:: DATA PROVIDED ::
PR #144, opened 2016-06-28
mention required proxy module

bmwiedemann:
without this, apache complains
```
Invalid command 'ProxyVia', perhaps misspelled or defined by a module not included in the server configuration
```

### DIFF
--- a/README.md
+++ b/README.md
@@ -74,7 +74,8 @@ system would be:
 
 1. `sudo zypper in apache2`
 2. Copy the content of `dist` directly into `/srv/www/htdocs/`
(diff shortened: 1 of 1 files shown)


ancorgs:
Sure? AFAIR, those instructions are for the quick&dirty way, in which the browser accesses janus directly, not using Apache as proxy. This method uses default Apache configuration (the instructions even suggest to copy directly to `/srv/www/htdocs/`so it's not even needed to configure the document root).

bmwiedemann:
ah, indeed. Without the copying, the grant would be missing.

:: WHAT IS REQUIRED ::
Each line from the one containing "2. Copy the" through the end of the material should be restated word for word; leave out every line before it.

:: YOUR SOLUTION ::
 2. Copy the content of `dist` directly into `/srv/www/htdocs/`
(diff shortened: 1 of 1 files shown)


ancorgs:
Sure? AFAIR, those instructions are for the quick&dirty way, in which the browser accesses janus directly, not using Apache as proxy. This method uses default Apache configuration (the instructions even suggest to copy directly to `/srv/www/htdocs/`so it's not even needed to configure the document root).

bmwiedemann:
ah, indeed. Without the copying, the grant would be missing.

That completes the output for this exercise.